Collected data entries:
PR #1474, opened 2025-02-11
Fix issues for MCore DDP.

Victarry:
# Description

Please include a brief summary of the changes, relevant motivation and context.

Fixes # (issue)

REQUIRED WORK: Which lines run from the one containing "Fix issues for MCore DDP." to the end of the entries above? Quote exactly those, and only those.

TASK ANSWER:
Fix issues for MCore DDP.

Victarry:
# Description

Please include a brief summary of the changes, relevant motivation and context.

Fixes # (issue)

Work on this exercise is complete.